TASK MATERIAL:
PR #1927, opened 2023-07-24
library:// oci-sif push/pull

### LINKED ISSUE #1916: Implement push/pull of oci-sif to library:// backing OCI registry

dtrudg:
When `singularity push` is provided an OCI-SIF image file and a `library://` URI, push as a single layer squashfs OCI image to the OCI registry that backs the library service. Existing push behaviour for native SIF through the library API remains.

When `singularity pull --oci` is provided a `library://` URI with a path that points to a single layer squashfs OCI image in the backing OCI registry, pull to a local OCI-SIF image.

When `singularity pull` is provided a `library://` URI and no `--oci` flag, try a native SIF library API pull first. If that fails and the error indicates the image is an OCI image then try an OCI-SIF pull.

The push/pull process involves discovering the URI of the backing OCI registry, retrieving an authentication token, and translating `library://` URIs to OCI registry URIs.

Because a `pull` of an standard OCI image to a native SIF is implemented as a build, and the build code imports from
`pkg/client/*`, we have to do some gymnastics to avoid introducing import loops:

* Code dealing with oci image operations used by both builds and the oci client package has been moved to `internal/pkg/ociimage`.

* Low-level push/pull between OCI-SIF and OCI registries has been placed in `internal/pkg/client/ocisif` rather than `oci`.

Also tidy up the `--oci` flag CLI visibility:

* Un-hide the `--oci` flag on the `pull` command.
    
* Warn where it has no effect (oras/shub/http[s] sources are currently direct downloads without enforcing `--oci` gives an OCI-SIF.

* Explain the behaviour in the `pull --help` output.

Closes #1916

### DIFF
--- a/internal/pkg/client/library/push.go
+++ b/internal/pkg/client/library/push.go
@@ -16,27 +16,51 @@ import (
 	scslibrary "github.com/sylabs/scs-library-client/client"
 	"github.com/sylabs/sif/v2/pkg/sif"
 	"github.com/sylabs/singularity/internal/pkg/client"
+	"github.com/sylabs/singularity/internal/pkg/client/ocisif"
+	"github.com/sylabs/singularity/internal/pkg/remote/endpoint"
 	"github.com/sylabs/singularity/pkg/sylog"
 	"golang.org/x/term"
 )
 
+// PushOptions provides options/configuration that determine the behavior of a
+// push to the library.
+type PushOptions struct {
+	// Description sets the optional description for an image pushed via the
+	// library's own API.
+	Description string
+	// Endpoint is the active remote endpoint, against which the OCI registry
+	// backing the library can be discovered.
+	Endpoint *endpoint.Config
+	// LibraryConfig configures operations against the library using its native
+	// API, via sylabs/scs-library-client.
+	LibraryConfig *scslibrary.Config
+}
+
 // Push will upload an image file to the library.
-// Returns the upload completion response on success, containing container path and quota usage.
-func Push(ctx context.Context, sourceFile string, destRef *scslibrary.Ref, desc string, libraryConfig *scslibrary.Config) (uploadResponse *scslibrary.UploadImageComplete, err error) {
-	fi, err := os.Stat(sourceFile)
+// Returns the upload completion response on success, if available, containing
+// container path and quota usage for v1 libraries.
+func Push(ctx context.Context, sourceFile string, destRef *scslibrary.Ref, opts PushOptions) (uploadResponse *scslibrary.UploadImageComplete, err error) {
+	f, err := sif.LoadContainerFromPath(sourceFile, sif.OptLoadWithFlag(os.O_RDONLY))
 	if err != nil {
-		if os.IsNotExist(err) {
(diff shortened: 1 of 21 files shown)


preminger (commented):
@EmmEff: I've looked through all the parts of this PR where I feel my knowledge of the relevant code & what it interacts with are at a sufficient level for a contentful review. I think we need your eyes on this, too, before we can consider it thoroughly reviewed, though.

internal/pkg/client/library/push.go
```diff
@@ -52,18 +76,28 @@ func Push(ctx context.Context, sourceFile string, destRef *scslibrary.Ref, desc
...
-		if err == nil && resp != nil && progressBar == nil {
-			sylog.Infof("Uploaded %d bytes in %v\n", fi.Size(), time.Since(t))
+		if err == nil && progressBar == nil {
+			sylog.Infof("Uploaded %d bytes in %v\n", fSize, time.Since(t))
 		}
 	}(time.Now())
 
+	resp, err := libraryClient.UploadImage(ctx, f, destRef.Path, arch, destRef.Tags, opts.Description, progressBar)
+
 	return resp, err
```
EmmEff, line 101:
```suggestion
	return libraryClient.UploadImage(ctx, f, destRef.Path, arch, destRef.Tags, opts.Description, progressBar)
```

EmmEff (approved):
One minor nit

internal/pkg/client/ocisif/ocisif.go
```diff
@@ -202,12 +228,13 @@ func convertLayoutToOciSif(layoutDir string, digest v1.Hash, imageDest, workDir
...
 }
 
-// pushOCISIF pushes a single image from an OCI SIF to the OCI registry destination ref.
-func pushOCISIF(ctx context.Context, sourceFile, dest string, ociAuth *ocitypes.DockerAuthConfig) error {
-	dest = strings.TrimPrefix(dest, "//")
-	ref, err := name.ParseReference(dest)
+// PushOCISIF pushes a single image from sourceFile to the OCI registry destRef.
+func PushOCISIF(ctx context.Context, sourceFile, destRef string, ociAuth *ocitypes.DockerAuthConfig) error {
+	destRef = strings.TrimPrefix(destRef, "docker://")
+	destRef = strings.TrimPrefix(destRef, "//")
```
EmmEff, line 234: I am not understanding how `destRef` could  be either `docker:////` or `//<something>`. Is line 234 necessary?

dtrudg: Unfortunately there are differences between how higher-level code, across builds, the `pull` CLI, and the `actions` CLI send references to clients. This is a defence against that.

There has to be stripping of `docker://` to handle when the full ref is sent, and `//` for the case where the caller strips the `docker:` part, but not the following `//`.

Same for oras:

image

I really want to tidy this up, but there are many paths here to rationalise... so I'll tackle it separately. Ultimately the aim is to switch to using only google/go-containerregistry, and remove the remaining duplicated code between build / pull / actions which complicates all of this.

==

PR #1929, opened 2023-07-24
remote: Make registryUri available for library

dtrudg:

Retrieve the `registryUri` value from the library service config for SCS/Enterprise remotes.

...

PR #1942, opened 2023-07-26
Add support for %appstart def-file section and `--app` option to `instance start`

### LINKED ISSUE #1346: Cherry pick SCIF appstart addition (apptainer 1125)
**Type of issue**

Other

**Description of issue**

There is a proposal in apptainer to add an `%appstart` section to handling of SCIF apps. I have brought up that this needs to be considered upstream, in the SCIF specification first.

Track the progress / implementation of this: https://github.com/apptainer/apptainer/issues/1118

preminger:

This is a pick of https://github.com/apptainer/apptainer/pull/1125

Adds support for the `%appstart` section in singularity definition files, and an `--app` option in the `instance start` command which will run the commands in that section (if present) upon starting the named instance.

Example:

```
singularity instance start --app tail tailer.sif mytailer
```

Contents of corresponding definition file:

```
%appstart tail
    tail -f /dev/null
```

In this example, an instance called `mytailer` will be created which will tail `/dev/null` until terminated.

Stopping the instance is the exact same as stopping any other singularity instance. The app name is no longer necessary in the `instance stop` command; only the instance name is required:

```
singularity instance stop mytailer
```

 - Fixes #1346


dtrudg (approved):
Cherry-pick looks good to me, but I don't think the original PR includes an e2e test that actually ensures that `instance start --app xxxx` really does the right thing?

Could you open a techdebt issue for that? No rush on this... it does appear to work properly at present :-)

TASK BRIEF:
Give only the lines from the one holding "PR #1927, opened 2023-07-24" through the one holding "Also tidy up", each restated exactly as it appears above.

EXERCISE SOLUTION:
PR #1927, opened 2023-07-24
library:// oci-sif push/pull

### LINKED ISSUE #1916: Implement push/pull of oci-sif to library:// backing OCI registry

dtrudg:
When `singularity push` is provided an OCI-SIF image file and a `library://` URI, push as a single layer squashfs OCI image to the OCI registry that backs the library service. Existing push behaviour for native SIF through the library API remains.

When `singularity pull --oci` is provided a `library://` URI with a path that points to a single layer squashfs OCI image in the backing OCI registry, pull to a local OCI-SIF image.

When `singularity pull` is provided a `library://` URI and no `--oci` flag, try a native SIF library API pull first. If that fails and the error indicates the image is an OCI image then try an OCI-SIF pull.

The push/pull process involves discovering the URI of the backing OCI registry, retrieving an authentication token, and translating `library://` URIs to OCI registry URIs.

Because a `pull` of an standard OCI image to a native SIF is implemented as a build, and the build code imports from
`pkg/client/*`, we have to do some gymnastics to avoid introducing import loops:

* Code dealing with oci image operations used by both builds and the oci client package has been moved to `internal/pkg/ociimage`.

* Low-level push/pull between OCI-SIF and OCI registries has been placed in `internal/pkg/client/ocisif` rather than `oci`.

Also tidy up the `--oci` flag CLI visibility:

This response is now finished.